§ Extracted material:

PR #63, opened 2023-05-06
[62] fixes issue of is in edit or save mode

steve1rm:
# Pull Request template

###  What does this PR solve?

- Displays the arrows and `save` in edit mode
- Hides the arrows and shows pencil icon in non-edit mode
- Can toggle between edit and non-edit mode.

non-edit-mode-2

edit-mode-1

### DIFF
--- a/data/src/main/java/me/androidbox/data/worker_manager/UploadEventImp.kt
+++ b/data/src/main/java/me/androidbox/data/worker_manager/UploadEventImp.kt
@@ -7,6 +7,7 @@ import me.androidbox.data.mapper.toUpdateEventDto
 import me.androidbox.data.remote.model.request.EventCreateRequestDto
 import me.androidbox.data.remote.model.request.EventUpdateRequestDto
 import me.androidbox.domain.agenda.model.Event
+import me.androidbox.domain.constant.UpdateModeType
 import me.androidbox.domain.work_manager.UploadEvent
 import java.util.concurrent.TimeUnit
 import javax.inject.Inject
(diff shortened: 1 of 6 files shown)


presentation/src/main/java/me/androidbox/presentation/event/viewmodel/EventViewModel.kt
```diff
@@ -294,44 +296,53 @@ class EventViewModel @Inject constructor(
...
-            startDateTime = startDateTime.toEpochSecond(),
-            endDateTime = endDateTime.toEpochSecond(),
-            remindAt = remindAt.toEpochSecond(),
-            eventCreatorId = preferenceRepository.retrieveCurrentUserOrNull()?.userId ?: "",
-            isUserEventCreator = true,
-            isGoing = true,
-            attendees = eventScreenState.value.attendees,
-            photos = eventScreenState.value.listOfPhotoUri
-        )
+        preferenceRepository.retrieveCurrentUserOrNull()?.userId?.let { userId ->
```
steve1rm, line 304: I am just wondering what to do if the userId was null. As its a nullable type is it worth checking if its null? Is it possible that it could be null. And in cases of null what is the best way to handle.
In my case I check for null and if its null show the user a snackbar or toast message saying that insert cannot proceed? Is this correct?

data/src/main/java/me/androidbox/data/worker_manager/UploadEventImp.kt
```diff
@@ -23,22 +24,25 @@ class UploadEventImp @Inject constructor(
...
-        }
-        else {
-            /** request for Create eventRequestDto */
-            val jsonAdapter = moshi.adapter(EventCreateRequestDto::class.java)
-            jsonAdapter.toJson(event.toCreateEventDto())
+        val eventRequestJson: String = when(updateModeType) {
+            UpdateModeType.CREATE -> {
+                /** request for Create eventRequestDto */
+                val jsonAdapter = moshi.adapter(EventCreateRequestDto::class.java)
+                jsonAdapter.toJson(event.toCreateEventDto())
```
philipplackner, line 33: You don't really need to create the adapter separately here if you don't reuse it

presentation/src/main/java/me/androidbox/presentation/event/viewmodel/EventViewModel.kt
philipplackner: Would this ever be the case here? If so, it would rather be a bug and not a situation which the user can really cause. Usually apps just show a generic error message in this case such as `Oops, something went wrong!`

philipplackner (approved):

§ Activity:
Search the records above for the string "value" and copy each line that holds it.

§ Exercise answer:
-            attendees = eventScreenState.value.attendees,
-            photos = eventScreenState.value.listOfPhotoUri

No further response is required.